── DATA SHOWN

PR #744, opened 2021-04-20
Do not set `Timestamp` explicitly

mfamador:
Hi.
Just a very tiny change. 
We don't need to set the timestamp explicitly here since it's updated automatically when not set.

────

▸ DESCRIPTION OF THE TASK:
Show all of the lines above in which "explicitly" is present.

▸ SOLUTION FOR THIS TASK:
Do not set `Timestamp` explicitly
We don't need to set the timestamp explicitly here since it's updated automatically when not set.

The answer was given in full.